Records to process section start

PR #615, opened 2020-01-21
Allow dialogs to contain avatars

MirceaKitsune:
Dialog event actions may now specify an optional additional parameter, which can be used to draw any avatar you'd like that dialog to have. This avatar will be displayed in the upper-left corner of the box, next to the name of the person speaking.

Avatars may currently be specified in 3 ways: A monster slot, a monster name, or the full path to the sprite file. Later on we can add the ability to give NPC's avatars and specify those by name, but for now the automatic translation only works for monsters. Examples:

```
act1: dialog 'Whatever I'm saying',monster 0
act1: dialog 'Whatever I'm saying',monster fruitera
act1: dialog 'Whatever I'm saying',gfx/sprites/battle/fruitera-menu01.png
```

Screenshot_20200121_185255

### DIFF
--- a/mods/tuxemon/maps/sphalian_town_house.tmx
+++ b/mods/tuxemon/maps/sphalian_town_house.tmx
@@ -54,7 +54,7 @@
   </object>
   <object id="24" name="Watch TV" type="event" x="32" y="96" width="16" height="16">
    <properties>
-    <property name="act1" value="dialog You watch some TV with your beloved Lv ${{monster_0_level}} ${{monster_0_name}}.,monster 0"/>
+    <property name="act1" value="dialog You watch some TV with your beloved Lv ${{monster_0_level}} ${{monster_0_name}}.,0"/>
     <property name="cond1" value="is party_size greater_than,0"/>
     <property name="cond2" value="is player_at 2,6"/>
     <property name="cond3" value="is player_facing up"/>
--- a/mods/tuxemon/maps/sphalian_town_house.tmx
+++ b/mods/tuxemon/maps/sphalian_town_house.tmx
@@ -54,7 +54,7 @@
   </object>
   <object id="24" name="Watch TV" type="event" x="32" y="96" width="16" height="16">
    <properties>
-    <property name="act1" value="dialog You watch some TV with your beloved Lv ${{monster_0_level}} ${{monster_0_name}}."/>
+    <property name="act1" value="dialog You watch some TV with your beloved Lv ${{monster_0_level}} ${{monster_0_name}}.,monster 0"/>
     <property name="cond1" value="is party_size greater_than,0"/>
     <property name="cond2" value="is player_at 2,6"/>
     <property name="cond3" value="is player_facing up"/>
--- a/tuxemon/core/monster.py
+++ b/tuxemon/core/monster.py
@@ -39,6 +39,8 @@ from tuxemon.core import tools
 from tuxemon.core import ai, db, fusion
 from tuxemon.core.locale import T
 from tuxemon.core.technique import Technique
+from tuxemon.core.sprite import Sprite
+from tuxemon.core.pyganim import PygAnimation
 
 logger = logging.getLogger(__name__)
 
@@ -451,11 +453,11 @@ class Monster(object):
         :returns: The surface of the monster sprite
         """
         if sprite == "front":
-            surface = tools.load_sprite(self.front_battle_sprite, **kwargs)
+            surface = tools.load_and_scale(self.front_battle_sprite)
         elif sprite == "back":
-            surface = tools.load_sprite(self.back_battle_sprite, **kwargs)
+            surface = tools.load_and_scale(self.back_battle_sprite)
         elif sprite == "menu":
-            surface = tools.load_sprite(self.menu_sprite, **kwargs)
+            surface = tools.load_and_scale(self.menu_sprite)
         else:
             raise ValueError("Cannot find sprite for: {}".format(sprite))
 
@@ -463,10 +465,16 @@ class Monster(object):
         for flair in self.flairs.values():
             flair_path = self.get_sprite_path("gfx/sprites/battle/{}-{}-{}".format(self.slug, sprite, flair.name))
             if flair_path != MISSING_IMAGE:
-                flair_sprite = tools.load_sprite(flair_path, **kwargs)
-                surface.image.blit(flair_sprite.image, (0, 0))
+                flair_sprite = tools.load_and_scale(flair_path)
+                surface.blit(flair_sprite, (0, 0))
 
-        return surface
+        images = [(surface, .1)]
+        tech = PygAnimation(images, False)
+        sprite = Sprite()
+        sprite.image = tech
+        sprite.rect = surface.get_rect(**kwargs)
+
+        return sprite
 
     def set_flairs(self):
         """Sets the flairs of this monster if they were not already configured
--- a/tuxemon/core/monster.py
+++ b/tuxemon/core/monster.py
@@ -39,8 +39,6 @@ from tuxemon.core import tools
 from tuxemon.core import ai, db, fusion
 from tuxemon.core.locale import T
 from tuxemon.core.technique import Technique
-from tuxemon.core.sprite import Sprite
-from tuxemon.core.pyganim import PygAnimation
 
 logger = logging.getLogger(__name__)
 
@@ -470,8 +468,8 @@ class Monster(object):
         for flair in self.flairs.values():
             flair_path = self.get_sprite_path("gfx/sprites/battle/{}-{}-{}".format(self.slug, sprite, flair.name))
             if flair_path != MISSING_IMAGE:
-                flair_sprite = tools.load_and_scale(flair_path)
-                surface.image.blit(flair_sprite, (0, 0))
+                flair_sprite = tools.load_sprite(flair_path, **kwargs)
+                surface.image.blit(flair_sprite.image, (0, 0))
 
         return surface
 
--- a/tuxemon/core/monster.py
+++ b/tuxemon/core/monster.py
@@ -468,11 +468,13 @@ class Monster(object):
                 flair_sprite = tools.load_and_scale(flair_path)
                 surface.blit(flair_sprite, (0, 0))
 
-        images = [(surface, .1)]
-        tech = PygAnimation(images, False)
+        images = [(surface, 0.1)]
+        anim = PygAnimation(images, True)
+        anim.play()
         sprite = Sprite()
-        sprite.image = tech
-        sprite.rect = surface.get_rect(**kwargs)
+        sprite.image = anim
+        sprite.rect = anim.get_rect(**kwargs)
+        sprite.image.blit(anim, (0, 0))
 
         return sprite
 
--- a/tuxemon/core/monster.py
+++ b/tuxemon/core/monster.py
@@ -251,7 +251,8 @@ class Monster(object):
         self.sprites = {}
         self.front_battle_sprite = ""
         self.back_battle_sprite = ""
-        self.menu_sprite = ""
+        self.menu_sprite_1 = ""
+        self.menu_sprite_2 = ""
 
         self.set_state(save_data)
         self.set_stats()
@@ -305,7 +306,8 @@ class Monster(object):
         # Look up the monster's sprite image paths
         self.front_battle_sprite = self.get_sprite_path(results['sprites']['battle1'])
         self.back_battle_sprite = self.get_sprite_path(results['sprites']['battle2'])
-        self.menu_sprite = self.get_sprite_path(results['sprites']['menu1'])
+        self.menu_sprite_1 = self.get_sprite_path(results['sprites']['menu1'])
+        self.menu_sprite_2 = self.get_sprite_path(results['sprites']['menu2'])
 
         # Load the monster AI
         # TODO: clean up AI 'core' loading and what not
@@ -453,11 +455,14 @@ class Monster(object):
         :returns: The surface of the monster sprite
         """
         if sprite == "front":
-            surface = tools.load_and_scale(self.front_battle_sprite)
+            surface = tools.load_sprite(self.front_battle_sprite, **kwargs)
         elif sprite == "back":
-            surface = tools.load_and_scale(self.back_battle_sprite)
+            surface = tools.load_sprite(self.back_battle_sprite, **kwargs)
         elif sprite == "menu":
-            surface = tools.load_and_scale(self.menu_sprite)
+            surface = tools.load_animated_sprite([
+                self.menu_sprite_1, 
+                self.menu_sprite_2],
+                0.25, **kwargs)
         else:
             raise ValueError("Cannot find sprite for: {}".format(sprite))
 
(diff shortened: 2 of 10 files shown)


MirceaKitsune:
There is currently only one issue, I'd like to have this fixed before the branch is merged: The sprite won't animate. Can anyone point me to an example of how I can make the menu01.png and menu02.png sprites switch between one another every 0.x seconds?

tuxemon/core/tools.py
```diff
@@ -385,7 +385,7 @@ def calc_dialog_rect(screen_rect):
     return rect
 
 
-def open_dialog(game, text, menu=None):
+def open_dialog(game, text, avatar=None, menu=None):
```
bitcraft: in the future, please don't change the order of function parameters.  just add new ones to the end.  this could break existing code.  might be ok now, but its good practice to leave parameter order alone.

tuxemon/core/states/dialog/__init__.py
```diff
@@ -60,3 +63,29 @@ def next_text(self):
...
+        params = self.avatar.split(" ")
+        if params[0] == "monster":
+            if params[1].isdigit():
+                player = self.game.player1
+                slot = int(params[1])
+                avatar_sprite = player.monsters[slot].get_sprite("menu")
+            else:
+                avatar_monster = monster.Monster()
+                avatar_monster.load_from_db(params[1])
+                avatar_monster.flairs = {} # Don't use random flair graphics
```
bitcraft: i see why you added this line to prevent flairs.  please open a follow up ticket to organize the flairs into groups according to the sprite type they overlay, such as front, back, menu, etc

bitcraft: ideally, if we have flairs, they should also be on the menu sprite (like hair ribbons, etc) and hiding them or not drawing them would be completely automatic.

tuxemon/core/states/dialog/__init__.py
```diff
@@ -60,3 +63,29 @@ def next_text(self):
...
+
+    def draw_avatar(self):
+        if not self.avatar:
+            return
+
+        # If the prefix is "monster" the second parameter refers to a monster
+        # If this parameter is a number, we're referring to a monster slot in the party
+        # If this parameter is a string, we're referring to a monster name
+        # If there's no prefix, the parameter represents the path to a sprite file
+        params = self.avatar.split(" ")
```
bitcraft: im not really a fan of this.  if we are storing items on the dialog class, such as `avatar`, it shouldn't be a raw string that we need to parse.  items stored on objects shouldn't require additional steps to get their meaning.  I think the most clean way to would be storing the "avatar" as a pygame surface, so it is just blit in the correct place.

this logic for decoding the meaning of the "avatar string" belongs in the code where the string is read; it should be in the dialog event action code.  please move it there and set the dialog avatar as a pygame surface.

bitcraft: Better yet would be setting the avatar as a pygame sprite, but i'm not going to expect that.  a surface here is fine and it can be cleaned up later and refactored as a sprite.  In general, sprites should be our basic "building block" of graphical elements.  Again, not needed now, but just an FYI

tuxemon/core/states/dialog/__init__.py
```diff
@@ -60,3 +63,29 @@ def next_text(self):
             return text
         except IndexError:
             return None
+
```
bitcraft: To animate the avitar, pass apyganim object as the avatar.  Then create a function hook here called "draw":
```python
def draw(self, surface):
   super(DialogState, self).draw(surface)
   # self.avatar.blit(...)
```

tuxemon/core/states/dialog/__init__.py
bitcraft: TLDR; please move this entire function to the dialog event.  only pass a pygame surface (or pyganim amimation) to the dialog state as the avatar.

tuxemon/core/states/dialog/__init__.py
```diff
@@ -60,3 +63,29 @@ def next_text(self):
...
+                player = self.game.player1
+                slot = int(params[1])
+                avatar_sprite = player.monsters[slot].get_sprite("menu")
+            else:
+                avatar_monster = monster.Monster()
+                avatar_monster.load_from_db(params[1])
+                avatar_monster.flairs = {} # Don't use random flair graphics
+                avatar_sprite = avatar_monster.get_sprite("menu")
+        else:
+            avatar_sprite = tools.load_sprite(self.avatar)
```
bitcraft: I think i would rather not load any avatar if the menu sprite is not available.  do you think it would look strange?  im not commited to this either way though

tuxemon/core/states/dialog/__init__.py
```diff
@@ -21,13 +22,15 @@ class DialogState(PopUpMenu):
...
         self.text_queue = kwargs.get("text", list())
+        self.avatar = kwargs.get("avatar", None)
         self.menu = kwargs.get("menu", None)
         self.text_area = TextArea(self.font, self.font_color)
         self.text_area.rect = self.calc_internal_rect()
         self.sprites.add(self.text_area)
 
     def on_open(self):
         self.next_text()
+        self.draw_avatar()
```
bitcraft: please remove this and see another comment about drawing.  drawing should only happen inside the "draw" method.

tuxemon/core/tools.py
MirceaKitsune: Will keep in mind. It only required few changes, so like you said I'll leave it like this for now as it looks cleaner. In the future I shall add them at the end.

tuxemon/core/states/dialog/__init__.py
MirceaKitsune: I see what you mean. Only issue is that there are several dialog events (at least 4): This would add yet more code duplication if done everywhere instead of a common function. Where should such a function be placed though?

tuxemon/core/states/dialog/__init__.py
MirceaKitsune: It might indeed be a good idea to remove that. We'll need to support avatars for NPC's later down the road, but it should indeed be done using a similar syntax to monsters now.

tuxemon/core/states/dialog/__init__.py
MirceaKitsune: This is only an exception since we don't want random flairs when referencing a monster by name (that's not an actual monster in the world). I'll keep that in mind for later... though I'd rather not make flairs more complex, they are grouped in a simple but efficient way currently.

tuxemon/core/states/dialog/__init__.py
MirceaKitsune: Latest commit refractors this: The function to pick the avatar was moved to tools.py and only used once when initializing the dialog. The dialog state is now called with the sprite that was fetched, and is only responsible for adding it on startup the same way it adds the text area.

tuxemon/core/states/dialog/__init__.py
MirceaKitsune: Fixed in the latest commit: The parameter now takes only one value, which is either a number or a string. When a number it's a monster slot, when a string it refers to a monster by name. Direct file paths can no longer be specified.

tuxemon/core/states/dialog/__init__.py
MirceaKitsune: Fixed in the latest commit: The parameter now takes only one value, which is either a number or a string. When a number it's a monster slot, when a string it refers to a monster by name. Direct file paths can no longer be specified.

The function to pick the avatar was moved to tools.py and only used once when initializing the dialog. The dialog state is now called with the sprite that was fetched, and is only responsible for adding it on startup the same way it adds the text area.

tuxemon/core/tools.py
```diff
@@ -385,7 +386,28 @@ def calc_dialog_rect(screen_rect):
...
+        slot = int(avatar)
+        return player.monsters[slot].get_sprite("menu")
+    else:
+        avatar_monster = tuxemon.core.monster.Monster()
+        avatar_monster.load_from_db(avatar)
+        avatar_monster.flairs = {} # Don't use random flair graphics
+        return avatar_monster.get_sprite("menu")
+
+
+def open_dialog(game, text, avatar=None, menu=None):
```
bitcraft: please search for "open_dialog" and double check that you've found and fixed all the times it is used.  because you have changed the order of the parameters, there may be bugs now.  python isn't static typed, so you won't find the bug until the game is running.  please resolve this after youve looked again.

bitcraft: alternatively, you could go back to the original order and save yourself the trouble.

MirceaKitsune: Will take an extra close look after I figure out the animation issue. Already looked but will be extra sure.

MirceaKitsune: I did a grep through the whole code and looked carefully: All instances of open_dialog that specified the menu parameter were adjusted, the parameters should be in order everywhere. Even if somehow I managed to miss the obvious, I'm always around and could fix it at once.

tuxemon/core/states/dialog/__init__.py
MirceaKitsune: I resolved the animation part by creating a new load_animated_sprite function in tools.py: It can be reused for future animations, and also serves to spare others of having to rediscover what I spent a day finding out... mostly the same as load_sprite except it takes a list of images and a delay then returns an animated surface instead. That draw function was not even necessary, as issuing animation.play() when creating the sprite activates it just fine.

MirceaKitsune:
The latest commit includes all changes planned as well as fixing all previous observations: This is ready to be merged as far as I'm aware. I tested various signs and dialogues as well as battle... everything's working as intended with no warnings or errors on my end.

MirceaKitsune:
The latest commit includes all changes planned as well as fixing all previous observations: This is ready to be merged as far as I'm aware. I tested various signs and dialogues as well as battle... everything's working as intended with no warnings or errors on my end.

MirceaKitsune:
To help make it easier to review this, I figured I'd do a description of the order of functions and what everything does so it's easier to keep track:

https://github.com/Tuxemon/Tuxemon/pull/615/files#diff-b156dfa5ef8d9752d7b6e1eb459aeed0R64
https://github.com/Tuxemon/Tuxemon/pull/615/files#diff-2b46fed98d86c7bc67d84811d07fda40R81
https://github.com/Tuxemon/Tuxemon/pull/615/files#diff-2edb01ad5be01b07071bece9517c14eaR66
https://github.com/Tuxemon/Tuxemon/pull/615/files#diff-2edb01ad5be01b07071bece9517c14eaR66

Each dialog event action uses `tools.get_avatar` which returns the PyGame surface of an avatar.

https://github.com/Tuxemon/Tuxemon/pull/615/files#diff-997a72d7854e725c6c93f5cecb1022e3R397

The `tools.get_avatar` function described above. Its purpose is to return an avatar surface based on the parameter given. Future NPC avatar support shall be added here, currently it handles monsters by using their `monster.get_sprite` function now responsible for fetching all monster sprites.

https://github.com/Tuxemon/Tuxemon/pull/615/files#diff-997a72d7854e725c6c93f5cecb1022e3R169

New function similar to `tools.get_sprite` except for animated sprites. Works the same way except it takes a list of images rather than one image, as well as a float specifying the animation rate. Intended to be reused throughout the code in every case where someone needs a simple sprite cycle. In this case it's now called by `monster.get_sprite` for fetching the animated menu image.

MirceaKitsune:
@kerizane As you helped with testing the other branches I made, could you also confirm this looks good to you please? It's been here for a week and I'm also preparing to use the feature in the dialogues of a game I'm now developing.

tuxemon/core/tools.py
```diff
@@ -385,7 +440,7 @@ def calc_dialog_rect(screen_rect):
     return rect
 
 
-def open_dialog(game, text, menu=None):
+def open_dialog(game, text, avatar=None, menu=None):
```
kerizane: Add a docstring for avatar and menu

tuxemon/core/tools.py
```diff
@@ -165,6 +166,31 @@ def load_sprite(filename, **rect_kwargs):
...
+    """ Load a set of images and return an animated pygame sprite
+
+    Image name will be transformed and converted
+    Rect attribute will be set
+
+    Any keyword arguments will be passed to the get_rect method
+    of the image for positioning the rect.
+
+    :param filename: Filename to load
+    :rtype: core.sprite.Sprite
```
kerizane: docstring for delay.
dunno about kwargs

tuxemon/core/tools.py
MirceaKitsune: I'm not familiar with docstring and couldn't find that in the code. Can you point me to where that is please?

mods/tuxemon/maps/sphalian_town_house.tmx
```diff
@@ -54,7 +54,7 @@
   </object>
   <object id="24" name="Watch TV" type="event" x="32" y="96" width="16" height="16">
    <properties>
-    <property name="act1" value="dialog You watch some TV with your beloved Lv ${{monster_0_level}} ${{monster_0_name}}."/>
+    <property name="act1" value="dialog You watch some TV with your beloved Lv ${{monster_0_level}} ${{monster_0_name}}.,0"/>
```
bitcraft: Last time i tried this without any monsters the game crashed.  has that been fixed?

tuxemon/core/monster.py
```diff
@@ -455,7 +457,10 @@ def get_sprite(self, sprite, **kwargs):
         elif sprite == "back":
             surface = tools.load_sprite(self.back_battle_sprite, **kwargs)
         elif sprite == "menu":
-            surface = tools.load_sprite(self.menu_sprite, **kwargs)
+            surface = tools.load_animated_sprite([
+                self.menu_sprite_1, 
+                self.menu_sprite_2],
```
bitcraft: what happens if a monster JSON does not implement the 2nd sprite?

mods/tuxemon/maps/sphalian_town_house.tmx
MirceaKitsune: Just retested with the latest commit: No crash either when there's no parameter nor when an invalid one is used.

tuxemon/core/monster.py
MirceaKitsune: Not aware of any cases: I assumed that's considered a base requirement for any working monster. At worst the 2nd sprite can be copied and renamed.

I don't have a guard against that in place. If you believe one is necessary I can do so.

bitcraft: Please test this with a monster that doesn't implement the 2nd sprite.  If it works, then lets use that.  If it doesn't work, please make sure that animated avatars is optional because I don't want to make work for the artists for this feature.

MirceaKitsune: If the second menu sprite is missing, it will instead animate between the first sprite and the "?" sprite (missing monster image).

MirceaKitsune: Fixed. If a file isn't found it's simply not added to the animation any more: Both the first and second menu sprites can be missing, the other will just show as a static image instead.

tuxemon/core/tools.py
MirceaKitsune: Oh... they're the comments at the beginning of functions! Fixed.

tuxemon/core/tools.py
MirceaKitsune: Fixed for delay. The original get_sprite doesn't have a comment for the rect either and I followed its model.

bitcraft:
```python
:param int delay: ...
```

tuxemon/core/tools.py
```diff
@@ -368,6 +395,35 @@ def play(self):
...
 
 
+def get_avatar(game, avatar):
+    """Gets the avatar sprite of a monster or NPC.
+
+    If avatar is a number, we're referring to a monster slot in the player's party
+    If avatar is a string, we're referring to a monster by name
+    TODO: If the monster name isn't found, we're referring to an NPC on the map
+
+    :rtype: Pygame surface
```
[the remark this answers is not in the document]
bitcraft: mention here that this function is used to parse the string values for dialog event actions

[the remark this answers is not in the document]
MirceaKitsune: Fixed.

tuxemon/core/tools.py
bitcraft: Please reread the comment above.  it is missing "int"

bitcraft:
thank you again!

Records to process section end

__Task statement__: Each line of the entries above that contains "rtype" must be copied into the answer.

__The answer__:
+    :rtype: core.sprite.Sprite
+    :rtype: Pygame surface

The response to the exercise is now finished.